▸ **Data shown**

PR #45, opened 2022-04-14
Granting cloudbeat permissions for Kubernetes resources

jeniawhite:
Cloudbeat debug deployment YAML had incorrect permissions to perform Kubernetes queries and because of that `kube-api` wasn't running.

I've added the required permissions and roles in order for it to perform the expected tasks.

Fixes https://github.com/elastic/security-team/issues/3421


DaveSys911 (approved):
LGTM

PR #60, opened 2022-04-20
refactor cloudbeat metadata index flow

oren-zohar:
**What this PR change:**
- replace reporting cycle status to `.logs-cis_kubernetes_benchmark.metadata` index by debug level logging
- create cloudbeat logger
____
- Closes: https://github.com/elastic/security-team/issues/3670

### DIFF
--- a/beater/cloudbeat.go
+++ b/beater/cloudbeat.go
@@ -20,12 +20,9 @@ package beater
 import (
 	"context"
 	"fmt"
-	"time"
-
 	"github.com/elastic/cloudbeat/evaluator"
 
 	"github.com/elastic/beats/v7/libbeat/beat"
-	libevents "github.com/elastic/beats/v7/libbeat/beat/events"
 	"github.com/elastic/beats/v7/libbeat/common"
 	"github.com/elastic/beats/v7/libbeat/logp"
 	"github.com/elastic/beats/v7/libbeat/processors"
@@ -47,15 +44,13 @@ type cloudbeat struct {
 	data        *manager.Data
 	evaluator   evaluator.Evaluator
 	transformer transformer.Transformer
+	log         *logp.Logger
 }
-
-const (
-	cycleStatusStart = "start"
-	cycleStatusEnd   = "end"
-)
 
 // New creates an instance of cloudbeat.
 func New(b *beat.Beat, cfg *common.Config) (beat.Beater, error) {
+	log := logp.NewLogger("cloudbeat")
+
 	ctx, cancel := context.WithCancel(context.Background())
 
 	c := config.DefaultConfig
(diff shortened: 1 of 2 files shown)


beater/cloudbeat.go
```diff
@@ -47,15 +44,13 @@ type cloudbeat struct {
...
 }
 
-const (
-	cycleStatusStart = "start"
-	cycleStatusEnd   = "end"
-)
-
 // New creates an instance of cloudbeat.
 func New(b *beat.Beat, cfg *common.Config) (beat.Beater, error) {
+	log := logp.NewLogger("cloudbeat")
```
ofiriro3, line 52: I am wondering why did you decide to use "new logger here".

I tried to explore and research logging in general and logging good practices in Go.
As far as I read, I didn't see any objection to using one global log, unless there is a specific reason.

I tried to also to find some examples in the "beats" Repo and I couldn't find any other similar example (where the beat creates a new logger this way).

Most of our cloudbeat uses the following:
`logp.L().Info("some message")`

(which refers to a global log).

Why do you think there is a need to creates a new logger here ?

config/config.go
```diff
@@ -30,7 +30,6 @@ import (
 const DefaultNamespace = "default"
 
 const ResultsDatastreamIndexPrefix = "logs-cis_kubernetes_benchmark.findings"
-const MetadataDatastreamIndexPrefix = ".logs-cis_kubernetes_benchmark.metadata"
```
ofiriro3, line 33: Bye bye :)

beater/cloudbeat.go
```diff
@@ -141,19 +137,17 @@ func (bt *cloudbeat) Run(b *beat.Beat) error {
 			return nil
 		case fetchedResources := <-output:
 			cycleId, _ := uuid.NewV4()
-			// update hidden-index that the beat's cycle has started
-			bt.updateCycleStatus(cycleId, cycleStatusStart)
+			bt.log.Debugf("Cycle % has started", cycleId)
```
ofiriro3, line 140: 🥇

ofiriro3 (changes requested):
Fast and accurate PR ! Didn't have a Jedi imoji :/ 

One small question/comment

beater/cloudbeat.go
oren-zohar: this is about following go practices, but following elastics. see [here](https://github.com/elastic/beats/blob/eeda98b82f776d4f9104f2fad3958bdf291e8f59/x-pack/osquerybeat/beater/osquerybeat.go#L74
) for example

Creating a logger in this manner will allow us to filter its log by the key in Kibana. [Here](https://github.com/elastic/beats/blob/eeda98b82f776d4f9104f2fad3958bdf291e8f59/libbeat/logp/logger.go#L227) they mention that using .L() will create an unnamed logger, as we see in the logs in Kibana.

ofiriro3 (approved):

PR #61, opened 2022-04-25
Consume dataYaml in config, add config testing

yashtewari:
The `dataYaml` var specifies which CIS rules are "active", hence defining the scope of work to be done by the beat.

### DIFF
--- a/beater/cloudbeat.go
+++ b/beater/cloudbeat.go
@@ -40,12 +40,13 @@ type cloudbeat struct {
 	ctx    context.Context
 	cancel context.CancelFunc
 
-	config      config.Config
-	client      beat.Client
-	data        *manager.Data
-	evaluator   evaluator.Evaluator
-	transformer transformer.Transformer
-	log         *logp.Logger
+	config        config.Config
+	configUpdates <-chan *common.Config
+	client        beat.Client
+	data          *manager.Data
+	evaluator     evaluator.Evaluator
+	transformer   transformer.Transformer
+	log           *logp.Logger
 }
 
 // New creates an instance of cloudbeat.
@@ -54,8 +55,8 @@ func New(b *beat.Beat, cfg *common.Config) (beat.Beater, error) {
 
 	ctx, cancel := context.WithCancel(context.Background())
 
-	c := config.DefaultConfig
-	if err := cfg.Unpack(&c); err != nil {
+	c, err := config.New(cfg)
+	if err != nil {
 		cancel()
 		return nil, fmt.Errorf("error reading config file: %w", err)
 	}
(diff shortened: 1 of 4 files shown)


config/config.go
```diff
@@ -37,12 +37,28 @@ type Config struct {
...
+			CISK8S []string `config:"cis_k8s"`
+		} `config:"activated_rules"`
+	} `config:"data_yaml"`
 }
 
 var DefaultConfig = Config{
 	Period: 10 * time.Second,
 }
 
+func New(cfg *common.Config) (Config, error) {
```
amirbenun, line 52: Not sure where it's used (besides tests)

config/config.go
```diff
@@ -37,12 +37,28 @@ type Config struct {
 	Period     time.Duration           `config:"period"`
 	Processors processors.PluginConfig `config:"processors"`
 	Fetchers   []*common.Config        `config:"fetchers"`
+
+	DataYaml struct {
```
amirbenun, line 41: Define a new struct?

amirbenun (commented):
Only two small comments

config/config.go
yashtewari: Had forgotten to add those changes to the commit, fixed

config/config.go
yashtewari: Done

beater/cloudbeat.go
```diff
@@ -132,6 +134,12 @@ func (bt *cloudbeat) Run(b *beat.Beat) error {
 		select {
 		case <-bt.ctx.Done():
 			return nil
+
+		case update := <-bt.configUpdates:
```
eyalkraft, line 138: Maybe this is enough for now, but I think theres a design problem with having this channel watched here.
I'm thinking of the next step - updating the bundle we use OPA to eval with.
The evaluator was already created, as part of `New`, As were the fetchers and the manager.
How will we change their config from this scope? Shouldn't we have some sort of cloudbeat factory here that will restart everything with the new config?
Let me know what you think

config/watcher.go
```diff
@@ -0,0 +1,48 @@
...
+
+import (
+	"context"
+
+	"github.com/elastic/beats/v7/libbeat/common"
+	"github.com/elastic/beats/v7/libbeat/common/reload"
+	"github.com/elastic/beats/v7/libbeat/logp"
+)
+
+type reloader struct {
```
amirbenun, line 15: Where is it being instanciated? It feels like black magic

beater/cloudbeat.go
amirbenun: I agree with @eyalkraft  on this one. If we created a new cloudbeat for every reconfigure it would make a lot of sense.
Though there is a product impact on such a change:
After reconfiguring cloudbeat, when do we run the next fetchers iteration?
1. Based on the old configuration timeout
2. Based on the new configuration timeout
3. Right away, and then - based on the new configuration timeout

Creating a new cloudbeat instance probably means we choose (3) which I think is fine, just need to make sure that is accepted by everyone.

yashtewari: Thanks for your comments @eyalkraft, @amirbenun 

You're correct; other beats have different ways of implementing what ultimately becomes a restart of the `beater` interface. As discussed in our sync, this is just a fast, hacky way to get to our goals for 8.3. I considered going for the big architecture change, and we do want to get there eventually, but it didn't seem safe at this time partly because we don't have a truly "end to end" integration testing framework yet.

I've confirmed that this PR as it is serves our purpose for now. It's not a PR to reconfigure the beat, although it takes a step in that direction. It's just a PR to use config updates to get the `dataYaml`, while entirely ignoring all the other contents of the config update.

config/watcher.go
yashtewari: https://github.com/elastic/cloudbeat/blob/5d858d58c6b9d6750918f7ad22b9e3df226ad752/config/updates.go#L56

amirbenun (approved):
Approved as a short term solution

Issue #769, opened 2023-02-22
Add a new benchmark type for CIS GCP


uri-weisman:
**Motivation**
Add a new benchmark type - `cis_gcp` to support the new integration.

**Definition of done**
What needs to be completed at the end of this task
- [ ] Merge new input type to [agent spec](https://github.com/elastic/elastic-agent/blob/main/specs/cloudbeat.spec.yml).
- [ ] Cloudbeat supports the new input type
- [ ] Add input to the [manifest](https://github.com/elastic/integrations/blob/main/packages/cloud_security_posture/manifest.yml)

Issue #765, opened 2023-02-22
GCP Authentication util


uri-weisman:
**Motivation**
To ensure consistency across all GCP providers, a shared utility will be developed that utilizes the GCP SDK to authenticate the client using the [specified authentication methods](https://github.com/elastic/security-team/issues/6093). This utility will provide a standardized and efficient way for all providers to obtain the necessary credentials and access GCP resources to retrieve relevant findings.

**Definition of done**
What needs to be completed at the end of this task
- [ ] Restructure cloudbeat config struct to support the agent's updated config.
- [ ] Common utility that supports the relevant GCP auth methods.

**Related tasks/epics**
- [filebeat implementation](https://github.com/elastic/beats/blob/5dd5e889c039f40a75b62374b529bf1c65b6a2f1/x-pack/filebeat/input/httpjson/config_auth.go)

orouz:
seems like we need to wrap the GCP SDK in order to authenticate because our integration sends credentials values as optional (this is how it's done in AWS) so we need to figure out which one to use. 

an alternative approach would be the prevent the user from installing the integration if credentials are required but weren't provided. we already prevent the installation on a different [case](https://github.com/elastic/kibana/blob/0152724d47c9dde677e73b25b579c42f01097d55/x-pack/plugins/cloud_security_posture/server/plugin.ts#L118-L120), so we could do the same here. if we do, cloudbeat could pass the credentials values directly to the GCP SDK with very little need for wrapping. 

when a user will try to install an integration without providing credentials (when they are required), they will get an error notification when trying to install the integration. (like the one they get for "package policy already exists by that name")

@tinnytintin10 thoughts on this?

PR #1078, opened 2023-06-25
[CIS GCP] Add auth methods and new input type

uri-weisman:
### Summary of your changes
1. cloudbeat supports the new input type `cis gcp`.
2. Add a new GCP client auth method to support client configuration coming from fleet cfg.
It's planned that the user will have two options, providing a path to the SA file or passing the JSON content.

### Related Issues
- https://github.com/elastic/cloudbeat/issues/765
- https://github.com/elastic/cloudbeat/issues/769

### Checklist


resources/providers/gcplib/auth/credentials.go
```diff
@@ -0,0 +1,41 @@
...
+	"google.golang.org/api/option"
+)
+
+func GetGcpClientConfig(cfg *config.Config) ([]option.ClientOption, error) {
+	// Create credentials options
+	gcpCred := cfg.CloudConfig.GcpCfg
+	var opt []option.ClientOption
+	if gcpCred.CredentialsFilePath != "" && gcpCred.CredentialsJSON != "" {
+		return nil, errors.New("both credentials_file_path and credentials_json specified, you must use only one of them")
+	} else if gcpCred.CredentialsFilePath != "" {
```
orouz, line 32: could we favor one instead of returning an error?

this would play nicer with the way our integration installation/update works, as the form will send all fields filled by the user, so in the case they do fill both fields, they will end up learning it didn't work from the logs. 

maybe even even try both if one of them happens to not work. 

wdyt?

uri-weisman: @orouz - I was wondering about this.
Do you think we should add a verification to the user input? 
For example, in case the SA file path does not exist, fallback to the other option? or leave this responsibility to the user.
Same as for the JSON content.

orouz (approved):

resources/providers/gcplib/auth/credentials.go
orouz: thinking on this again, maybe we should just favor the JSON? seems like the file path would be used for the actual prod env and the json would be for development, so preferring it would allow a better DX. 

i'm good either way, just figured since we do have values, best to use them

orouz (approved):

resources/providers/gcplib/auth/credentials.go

▸ **Description of the task**
Go through the listing above and copy each line where the string "libbeat" appears.

▸ **Answer to this problem**
 	"github.com/elastic/beats/v7/libbeat/beat"
-	libevents "github.com/elastic/beats/v7/libbeat/beat/events"
 	"github.com/elastic/beats/v7/libbeat/common"
 	"github.com/elastic/beats/v7/libbeat/logp"
 	"github.com/elastic/beats/v7/libbeat/processors"
Creating a logger in this manner will allow us to filter its log by the key in Kibana. [Here](https://github.com/elastic/beats/blob/eeda98b82f776d4f9104f2fad3958bdf291e8f59/libbeat/logp/logger.go#L227) they mention that using .L() will create an unnamed logger, as we see in the logs in Kibana.
+	"github.com/elastic/beats/v7/libbeat/common"
+	"github.com/elastic/beats/v7/libbeat/common/reload"
+	"github.com/elastic/beats/v7/libbeat/logp"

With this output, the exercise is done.